# Australia Betta People- Betta Auction



## Rosalinds (Feb 15, 2014)

Hi! I saw this posted on my facebook news page today, and thought I should pass it on because it sounds kinda great!

"Exciting News: Post Show Auction starting Friday Night at Aussie Aquarium Auctions!
https://www.facebook.com/groups/254487271381271/
A series of short auctions will be run to make some of the stunning show grade fish seen at the October Flare-Fest available to YOU..."


----------



## Polkadot (Feb 10, 2013)

WOW! The Bettas on there,especially the Plakats,are amazing!


----------



## Rosalinds (Feb 15, 2014)

I couldn't register because I live in the States  But I saw some of the pictures through the fb page I saw the ad on, and it really made me jealous I couldn't just join to look! Sounded pretty amazing, glad you got to see it.


----------



## Polkadot (Feb 10, 2013)

Hi, You can watch a bunch of the 'Show Fish' that were auctioned here via Fishchick's youtube. 

oooh I especially like #78,#70 & #85.

https://www.youtube.com/user/Fishchick65/videos


----------



## Rosalinds (Feb 15, 2014)

Ooh, thanks!

Oh wow, I love 78. I really love orange bettas, and I'm not sure I've seen an orange hmpk before. Really amazing fish.


----------



## LittleBettaFish (Oct 2, 2010)

I like the pastel dragon VT pair. I was tempted to buy them, but I have to save my money for wilds. 

Jodi-Lea has done a lot to facilitate the import of some really nice bettas into this country. 

If I was a serious breeder, I would be buying up some breeding stock now because in March 2015 it may be near impossible to import bettas individually through something like AB into this country.


----------



## trilobite (May 18, 2011)

LittleBettaFish said:


> If I was a serious breeder, I would be buying up some breeding stock now because in March 2015 it may be near impossible to import bettas individually through something like AB into this country.

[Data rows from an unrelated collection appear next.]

PR #2307, opened 2026-05-23
feat(speculative): add offline dataset regeneration with EAGLE target model

khazic:
# What does this PR do ?

Adds an offline dataset-regeneration CLI for EAGLE training: given a
chat-style dataset, replay each sample's prompt context through the EAGLE
target model (served via SGLang's OpenAI-compatible endpoint) and write
out a new dataset whose assistant turns are produced by the target
itself. This closes a real gap — most public chat datasets were generated
by other models, so their assistant tokens are off-distribution for an
EAGLE drafter trained against a different target.

The output parquet directory has a ``messages`` column that
``ChatDataset`` (used by ``build_eagle3_dataloader``) consumes directly,
so it plugs into the existing EAGLE-3 recipe with no further changes.

# Changelog

- Add ``nemo_automodel/components/speculative/regenerate.py``:
  - Streaming dataset iteration with shard-by-shard parquet writes
    (atomic ``.tmp`` + ``os.replace``) — works on corpora that do not
    fit in memory.
  - ``--resume`` skips shards already on disk, guarded by a
    ``manifest.json`` that pins input dataset / model / sampling
    params / shard size so resumes cannot silently mix incompatible
    runs.
  - Non-resume runs refuse to clobber a non-empty output directory.
  - Bounded async concurrency via ``asyncio.Semaphore``; retries with
    exponential backoff on 5xx / 429 / transport errors.
  - Optional deps (``aiohttp``, ``pyarrow``) guarded via
    ``safe_import`` with install hints.
- Add ``tests/unit_tests/speculative/test_regenerate.py`` — 20 unit
  tests covering prompt extraction edge cases, manifest validation
  (mismatch / missing / clobber-guard / operational-field exclusion),
  shard discovery, atomic write, bounded concurrency, argument
  validation, and an end-to-end resume scenario that simulates a crash
  after one shard and verifies the second pass only regenerates the
  missing shard while leaving the first byte-identical.
- Add ``examples/speculative/regenerate_with_target.md`` documenting
  the two-step flow (spin up SGLang → regenerate) and the tuning knobs.

# Before your PR is \"Ready for review\"

**Pre checks**:

# Additional Information

- Companion to the SGLang serve helper in
  ``nemo_automodel/components/speculative/serve_sglang.py`` — that
  helper lets you serve a trained drafter; this PR lets you build the
  drafter's training data against the corresponding target.
- Linting: ``ruff format`` and ``ruff check`` pass.
- Tests: ``pytest tests/unit_tests/speculative/test_regenerate.py`` — 20
  passed locally.


HuiyingLi:
Looks good aside from the claude comments. Thank you @khazic

HuiyingLi (approved):
LGTM thank you

PR #2310, opened 2026-05-25
fix(speculative): make EAGLE recipes complete a checkpoint save end-to-end

khazic:
# What does this PR do?

Make the EAGLE-1 / EAGLE-3 training recipes actually reach and complete the
end-of-epoch consolidated safetensors checkpoint save. Two related bugs were
blocking it.

## Bug 1 — `TypeError: 'NoneType' object is not iterable` at checkpoint save

On an 8-rank EAGLE-3 / EAGLE-1 run with the default
`--checkpoint.model_save_format safetensors --checkpoint.save_consolidated True`,
training completes ~16 optimizer steps and then crashes at the first
checkpoint save:

```
File ".../components/checkpoint/checkpointing.py", line 924, in _maybe_build_consolidated_index
    keys_to_remove = list(set(fqn_to_file_index_mapping.keys()) - set(pre_shard_hf_state_dict_keys))
TypeError: 'NoneType' object is not iterable
```

Root cause:

- `_maybe_build_consolidated_index` reads
  `model._pre_shard_hf_state_dict_keys` (set by `apply_model_infrastructure`)
  with fallback to `CheckpointingConfig.model_state_dict_keys`.
- EAGLE recipes build the draft model directly (`LlamaEagle*DraftModel(...).to(device)`)
  and bypass `apply_model_infrastructure`, so the attribute is never set.
- The recipes also never passed `model_state_dict_keys` to
  `CheckpointingConfig`, so the fallback is `None` too.
- `set(None)` raises.

Fix: in `_build_checkpointer`, capture
`list(self.draft_model.state_dict().keys())` and pass it as
`model_state_dict_keys` on `CheckpointingConfig`. Mirrors what
`recipes/diffusion/train.py:561` already does.

## Bug 2 — EAGLE-3 `main()` raised before `-c` could be parsed

`train_eagle3.py:main(config_path=None)` rejected `config_path is None`
before calling `parse_args_and_load_config`, but that helper is what reads
`-c <config.yaml>` from `sys.argv`. As a result
`torchrun -m nemo_automodel.recipes.llm.train_eagle3 -c <config>` was
unusable; only the direct-python-import call path worked.

Fix: remove the premature `ValueError` so argv parsing can resolve
`config_path` itself.

# Changelog

- `recipes/llm/train_eagle1.py`: pass `model_state_dict_keys` from the draft
  model to `CheckpointingConfig` in `_build_checkpointer`. EAGLE-2 inherits
  via `TrainEagle1Recipe` so it is covered automatically.
- `recipes/llm/train_eagle3.py`: same fix; additionally remove the premature
  `ValueError` in `main()` so `torchrun -m ... -c <yaml>` works.

# Verification

End-to-end run on 8x H100 with the user-reported repro config (target
`Llama-3.1-8B-Instruct`, PerfectBlend-Regenerated dataset, sliced to 200
samples, 1 epoch):

```
2026-05-25 15:11:44 | INFO | __main__ | Epoch 0 done: total_batches_seen=25 global_step=25
2026-05-25 15:11:48 | INFO | ...consolidate_hf_safetensors | Rank 0/8: Consolidating safetensors files ...
2026-05-25 15:11:50 | INFO | ...consolidate_hf_safetensors | Total time taken: 2.41 secs.
2026-05-25 15:11:52 | INFO | __main__ | Saved checkpoint to outputs/verify_eagle3_fix/checkpoints/epoch_1_step_25
2026-05-25 15:11:52 | INFO | __main__ | Training complete: global_step=25
```

Checks against the verification log:

- `grep -nE "TypeError|NoneType.* not iterable" "$LOG"` -> empty
  (`PASS: no TypeError`).
- `grep -n "Saved checkpoint to" "$LOG"` -> the line above.
- Consolidated output directory contents:

```
$ ls -la outputs/verify_eagle3_fix/checkpoints/epoch_1_step_25/model/consolidated/
config.json
chat_template.jinja
model-00001-of-00004.safetensors  (1.5 GB)
model-00004-of-00004.safetensors  (363 MB)
model.safetensors.index.json
special_tokens_map.json
tokenizer.json
tokenizer_config.json
```

Before this fix, the same command crashed at the first save and the output
directory contained only partial files (no `model.safetensors*` written).

## Known cosmetic follow-up

The two shard files are numbered `00001-of-00004` and `00004-of-00004`
(no `00002` / `00003`). This is because the consolidated-index path still
reads the **target** model's safetensors index (target has 4 shards) and
maps the draft's keys onto shards 1 and 4 (the target's `max(shard)` is used
as `default_index` for any key the target index does not cover). The
`model.safetensors.index.json` correctly points every key to an existing
file, so this loads fine via standard HF safetensors loaders — just a
slightly ugly shard layout. Worth a follow-up to either set
`model_repo_id=None` for EAGLE or build the consolidated index from the
draft's keys directly, but out of scope for this fix.

**Pre checks**:

- [x] Contributor guidelines followed
- [ ] Did you write any new necessary tests? No — bug repro requires a real
  multi-GPU run with consolidated safetensors save; not feasible as a unit
  test. End-to-end repro + verification log attached above.
- [ ] Did you add or update any necessary documentation? No — behavior of
  the public API is unchanged; only a crash on a previously-broken path is
  removed.

### DIFF
--- a/nemo_automodel/recipes/llm/train_eagle1.py
+++ b/nemo_automodel/recipes/llm/train_eagle1.py
@@ -201,6 +201,12 @@ class TrainEagle1Recipe(BaseRecipe):
         """Build the checkpointer using the same plumbing as the standard recipes."""
         ckpt_cfg = self.cfg.get("checkpoint", None)
         default_dir = str(self.output_dir / "checkpoints")
+        # EAGLE recipes construct the draft model directly and bypass
+        # `apply_model_infrastructure`, which is where `_pre_shard_hf_state_dict_keys`
+        # would normally be attached. Capture the pre-shard keys here so the
+        # consolidated-safetensors path in `_maybe_build_consolidated_index`
+        # has something to diff against instead of `None`.
+        draft_state_dict_keys = list(self.draft_model.state_dict().keys())
         ckpt_kwargs = dict(
             enabled=True,
             checkpoint_dir=default_dir,
@@ -209,11 +215,14 @@ class TrainEagle1Recipe(BaseRecipe):
             model_cache_dir=hf_constants.HF_HUB_CACHE,
             save_consolidated=True,
             is_peft=False,
+            model_state_dict_keys=draft_state_dict_keys,
         )
         if ckpt_cfg is not None:
             user_cfg = ckpt_cfg.to_dict() if hasattr(ckpt_cfg, "to_dict") else dict(ckpt_cfg)
             user_cfg.pop("restore_from", None)
             ckpt_kwargs.update(user_cfg)
+        if ckpt_kwargs.get("model_state_dict_keys") is None:
+            ckpt_kwargs["model_state_dict_keys"] = draft_state_dict_keys
 
         self.checkpoint_config = CheckpointingConfig(**ckpt_kwargs)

:shock::shock: no no no no:shock:. I left NZ which is impossible to import fish in and almost as soon as I get to oz and start getting back into bettas theyre gonna pull a kiwi and do the same thing... I just cant escape it lol. 
Time to start learning the art of smuggling

But anyway the fish in those auctions are stunning, Ive seen them first hand and they are even more beautiful in real life if thats even possible


----------



## LittleBettaFish (Oct 2, 2010)

Yes it is very sad and I worry for the future of the hobby here in Australia. 

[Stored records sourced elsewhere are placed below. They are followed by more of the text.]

PR #2312, opened 2026-05-25
feat(speculative): add Phi-3 support for EAGLE-1/2/3 + correctness fixes

khazic:
# What does this PR do?

Add Phi-3 (``Phi3ForCausalLM``) as a supported target for EAGLE-1 / EAGLE-2 /
EAGLE-3 training, alongside the existing Llama support. Also lands several
correctness / usability bugs surfaced while bringing Phi-3 online -- many
of which also help any EAGLE run, not just Phi-3.

## Changelog

**Phi-3 target support:**

- Add ``components/speculative/eagle/registry.py``: a small dispatch table
  (``DraftSpec`` + ``EAGLE{1,3}_DRAFT_REGISTRY``) keyed by HF
  ``architectures`` string. Current entries: ``LlamaForCausalLM``,
  ``Phi3ForCausalLM``.
- ``recipes/llm/train_eagle{1,3}.py``: replace the inline
  ``{LlamaForCausalLM}``-only allowlist with a registry lookup; instantiate
  the draft config via ``type(target_config).from_dict(...)`` so the
  draft uses the target's concrete config class (LlamaConfig / Phi3Config)
  and the architecture-specific defaults flow through.
- ``components/speculative/eagle/draft_llama.py`` and
  ``draft_llama_v12.py``: relax ``config_class`` from ``LlamaConfig`` to
  ``PretrainedConfig``; read ``attention_bias`` / ``mlp_bias`` via
  ``getattr(config, '<field>', False)`` so families that don't define those
  fields (Phi-3) don't crash with ``AttributeError``.
- ``components/speculative/eagle/target.py``: add ``model.transformer.h``
  layer-tree fallback to ``_get_transformer_layers``.
- Add example YAMLs: ``phi_eagle{1,2,3}_perfectblend.yaml``.
- Rename ``llama_eagle{1,2}_mvp.yaml`` -> ``llama_eagle{1,2}_perfectblend.yaml``
  (filename only; content unchanged).

**Correctness / usability fixes:**

- ``recipes/llm/train_eagle{1,3}.py``: pass ``model_state_dict_keys`` to
  ``CheckpointingConfig`` so the consolidated safetensors save at epoch
  end no longer crashes with
  ``TypeError: 'NoneType' object is not iterable``.
- ``recipes/llm/train_eagle{1,2,3}.py``: drop the premature
  ``raise ValueError('config_path is required')`` so
  ``torchrun -m ... -c <yaml>`` can have argv parsing read ``-c`` itself.
- ``recipes/llm/train_eagle{1,2}.py``: add the missing
  ``if __name__ == '__main__': main()`` guard. Without it,
  ``torchrun -m`` imports the module and exits silently with no training
  output.
- ``components/datasets/llm/formatting_utils.py``: in
  ``format_chat_template``, shift the assistant loss mask right by
  ``pad_len`` when ``tokenizer.padding_side == 'left'``. Otherwise
  ``_build_multiturn_assistant_mask`` computes spans from unpadded
  (left-aligned) lengths, the attention-mask zeroing step wipes them out,
  and ~80% of samples end up with an all-zero loss_mask. The change is
  triple-guarded and is a no-op for right-padding tokenizers (the
  majority -- Llama / Qwen / Mistral / Gemma / ...).

## Verification

End-to-end smoke test on 8 x H100:

- ``Llama-3.1-8B-Instruct`` + PerfectBlend, EAGLE-3: train loss decreases
  ``11.2 -> 7.2`` over 25 optimizer steps; consolidated safetensors
  checkpoint written.
- ``Phi-3-mini-4k-instruct``: surfaces the ``getattr`` fix (was crashing
  with ``AttributeError: 'Phi3Config' object has no attribute 'mlp_bias'``),
  the ``__main__`` guard fix (was silent-dying after grouped_gemm import),
  and the left-padding loss-mask fix (was getting all-zero loss for ~80%
  of samples). Each fix is in this PR.

**Pre checks**:

- [x] Contributor guidelines followed
- [ ] Did you write any new necessary tests? Not in this PR -- end-to-end
  repro requires multi-GPU + real HF target; smoke-test evidence above.
- [x] Example configs added under ``examples/speculative/eagle{1,2,3}/``.


nemo_automodel/components/speculative/eagle/target.py
```diff
@@ -96,10 +96,16 @@ def _validate_aux_layer_ids(self, aux_layer_ids: Sequence[int]) -> list[int]:
         return aux_layer_ids
 
     def _get_transformer_layers(self) -> Iterable[nn.Module]:
```
HuiyingLi, line 98: Would reusing _extract_model_layers be feasible

khazic: I looked into reusing `_extract_model_layers` from `parallelizer.py` but decided against it for a few reasons:

1. **Different return contract**: `_extract_model_layers` returns a flattened `List[nn.Module]` of individual layers (for FSDP wrapping), while `_get_transformer_layers` needs the `nn.ModuleList` container itself (to hook `register_forward_hook` on specific layer indices for aux hidden state capture).

2. **Cross-component dependency**: importing from `components.distributed.parallelizer` into `components.speculative.eagle.target` would introduce a coupling between the speculative and distributed packages.

3. **Scope difference**: `_extract_model_layers` has a large class-keyed dispatch table (VLM, diffusion, etc.) — heavy machinery for what is a 3-line hasattr chain here.

Happy to reconsider if you feel the dedup is worth the coupling.

HuiyingLi:
@khazic could you please share a running log for reference? Thank you~

HuiyingLi (approved):

PR #2323, opened 2026-05-27
fix(datasets): serialize dict tool arguments to JSON string in xlam

khazic:
## Summary

OpenAI tool calling format requires `function.arguments` to be a JSON
string, but `xlam._convert_tool_calls` passed `call["arguments"]`
through verbatim. Upstream `Salesforce/xlam-function-calling-60k`
happens to store arguments as JSON strings so this worked in practice,
but derivative xLAM-style datasets (Chinese variants,
instruction-rewritten splits) often emit a dict and were either
rendered as Python repr by lenient chat templates or rejected by
stricter ones.

Match the sibling `agent_chat` adapter: when `arguments` is not already
a string, call `json.dumps(arguments, ensure_ascii=False)`. The
`ensure_ascii=False` flag keeps CJK characters readable in the rendered
chat instead of escaping them to `\uXXXX`.

## Files

| File | Change |
|---|---|
| `nemo_automodel/components/datasets/llm/xlam.py` | +6 / -1 |
| `tests/unit_tests/datasets/llm/test_xlam.py` | +22 / -0, two new cases |

## Test plan

- [x] `pytest tests/unit_tests/datasets/llm/test_xlam.py` — 7/7 pass
  (5 existing + 2 new: dict args serialize, unicode preserved)
- [x] No behavior change for the upstream xLAM dataset path (string args
      are passed through unchanged, covered by the existing
      `test_convert_tool_calls_preserves_arguments_and_ids` test)

### DIFF
--- a/nemo_automodel/components/datasets/llm/xlam.py
+++ b/nemo_automodel/components/datasets/llm/xlam.py
@@ -102,6 +102,12 @@ def _convert_tool_calls(raw_calls: List[Dict], example_id: Optional[int] = None)
             logger.warning("Skipping call without name: %s", call)
             continue
         arguments = call.get("arguments", "")
+        if not isinstance(arguments, str):
+            # OpenAI tool calling format requires `function.arguments` to be a
+            # JSON-encoded string. Upstream xLAM uses string arguments, but
+            # derivative datasets may store them as dicts; serialize so the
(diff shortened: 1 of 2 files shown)


HuiyingLi (approved):
Thank you so much for the fix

This is what I am talking about. I have been surprised by how little talk it generated amongst even casual betta/cichlid/livebearer hobbyists. 

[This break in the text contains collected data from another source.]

PR #2347, opened 2026-05-29
feat(datasets): add train_on_last_turn_only to agent chat SFT dataset

khazic:
## What

Adds an opt-in `train_on_last_turn_only` (mask_history) mode to `make_agent_chat_dataset`. When enabled, only the **final assistant turn** of each multi-turn agent dialogue is supervised; all earlier assistant turns are excluded from the loss. Default is `False`, which preserves the existing all-turn supervision behavior.

This mirrors the `mask_history` / `train_only_last_turn` option found in LLaMA-Factory, ms-swift, SpecForge, and Megatron-Bridge, which is a common requirement for multi-turn agent SFT.

## How

- New pure helper `_mask_labels_to_last_turn(labels)`: keeps only the last contiguous supervised run of `labels` (the final assistant message, since the chat template renders each assistant message — including tool_calls — as one contiguous span) and masks every earlier supervised token in place.
- `_format_example` / `make_agent_chat_dataset` gain a `train_on_last_turn_only: bool = False` flag, threaded through.
- The change is contained to the agent-chat dataset; it post-processes the labels returned by `format_chat_template` and does not touch the shared chat-template utilities.

## Changelog

- `make_agent_chat_dataset(..., train_on_last_turn_only=True)` supervises only the last assistant turn of each dialogue.

## Usage

```yaml
dataset:
  _target_: nemo_automodel.components.datasets.llm.agent_chat.make_agent_chat_dataset
  dataset_name: llamafactory/glaive_toolcall_en
  train_on_last_turn_only: true
```

## Pre-checks

- `ruff format` + `ruff check`: clean
- `pytest tests/unit_tests/datasets/llm/test_agent_chat.py`: 22 passed (4 new tests covering the helper and the flag)
- Sign-off: included (DCO)

### DIFF
--- a/nemo_automodel/components/datasets/llm/agent_chat.py
+++ b/nemo_automodel/components/datasets/llm/agent_chat.py
@@ -187,6 +187,38 @@ def _convert_messages(
     return out
 
 
+def _mask_labels_to_last_turn(labels: List[int], ignore_index: int = -100) -> List[int]:
+    """Restrict the loss to the final assistant turn (``mask_history``).
+
+    ``labels`` come from :func:`format_chat_template` with every assistant
+    turn supervised; non-assistant tokens are already ``ignore_index``.
+    Because the chat template renders each assistant message as a single
+    contiguous span, supervised tokens form one maximal run per assistant
+    turn separated by ``ignore_index`` runs. This keeps only the last such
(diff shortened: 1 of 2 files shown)


HuiyingLi (approved):
LGTM thank you so much.

PR #2348, opened 2026-05-29
feat(datasets): preserve and optionally mask reasoning_content in agent SFT

khazic:
## What

Adds reasoning/thinking support to the multi-turn agent SFT dataset (`agent_chat.py`):

1. **Preserve reasoning traces.** `_convert_messages` and `_sharegpt_to_chatml` now carry an assistant turn's `reasoning_content` field through conversion (previously only `content` and `tool_calls` survived, so any thinking trace was silently dropped before the chat template saw it). Reasoning is preserved across the tool-call merge, so an assistant "think then call tool" turn keeps its reasoning.
2. **Optional reasoning loss masking.** New `mask_reasoning_content` flag on `make_agent_chat_dataset` is forwarded to `format_chat_template` (which already supports building a reasoning-token mask). When True, reasoning tokens are rendered into the prompt but excluded from the loss.

Default is `False`, which preserves the current behavior (reasoning trained as ordinary assistant content). The change is contained to the agent-chat dataset and does not modify the shared chat-template utilities.

## Why

Reasoning-interleaved agent data (`<think>...</think>` followed by a tool call) is common for reasoning models. Without this, such traces are dropped during conversion. This mirrors the reasoning/thinking handling in SpecForge (ThinkingParser), LLaMA-Factory, ms-swift, and verl (`enable_thinking`).

## Changelog

- `make_agent_chat_dataset(..., mask_reasoning_content=True)` excludes assistant reasoning_content tokens from the loss.
- Assistant `reasoning_content` is preserved through agent message conversion (chatml and ShareGPT schemas).

## Pre-checks

- `ruff format` + `ruff check`: clean
- `pytest tests/unit_tests/datasets/llm/test_agent_chat.py`: 22 passed (4 new tests covering reasoning preservation, the tool-call merge case, ShareGPT pass-through, and flag forwarding)
- Sign-off: included (DCO)

### DIFF
--- a/nemo_automodel/components/datasets/llm/agent_chat.py
+++ b/nemo_automodel/components/datasets/llm/agent_chat.py
@@ -95,7 +95,12 @@ def _sharegpt_to_chatml(conversations: List[Dict[str, Any]]) -> List[Dict[str, A
         src_role = turn.get("from")
         if src_role not in _SHAREGPT_ROLE_MAP:
             raise ValueError(f"Unsupported sharegpt role: {src_role!r}")
-        out.append({"role": _SHAREGPT_ROLE_MAP[src_role], "content": turn.get("value", "")})
+        chatml_turn = {"role": _SHAREGPT_ROLE_MAP[src_role], "content": turn.get("value", "")}
+        # Carry an explicit reasoning/thinking field through if the export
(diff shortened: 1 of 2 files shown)


HuiyingLi (approved):
Thank you so much!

http://www.agriculture.gov.au/ba/ir...shwater-ornamental-finfish-approved-countries


----------



## trilobite (May 18, 2011)

That sucks, so the overseas breeders/sellers need to get a license to prove their stock is clean. Theyre just not going to bother with Australia and sell their fish to other countries instead since its too much hassle to play by oz rules. 
Yeah weird that theres not a bigger uproar, especially since those are 3 pretty big groups in the hobby.

At least theres still a lot of good stock in the country to start some quality lines, that will have to be the only way to keep the quality up I suppose.

Guess Im going to have to start aquabid hunting sooner than I had thought


----------



## LittleBettaFish (Oct 2, 2010)

Yes, I have been trying to get as many of the wild betta species as I can before then. 

Unfortunately, importing here is so cost prohibitive. It costs more in import fees than the purchase price of my fish most of the time and then when they keel over before arriving you have to wait a month or two before the next shipment. 

I love Australia, but it is definitely not a great place to live if you want to keep any unusual fish.


----------



## Polkadot (Feb 10, 2013)

http://www.agriculture.gov.au/ba/ira...oved-countries

What is wrong with that? Any legitimate overseas seller shouldn't have a problem with proving their fish are safe,and if they did they wouldn't be worth trusting anyway.

It is good that Australia has strict quarantine rules.It might seem harsh to some,but not everyone is responsible and can be trusted to do the right thing unfortunately,so there has to be rules to protect our own country and keep it safe from outside threats.


----------



## LittleBettaFish (Oct 2, 2010)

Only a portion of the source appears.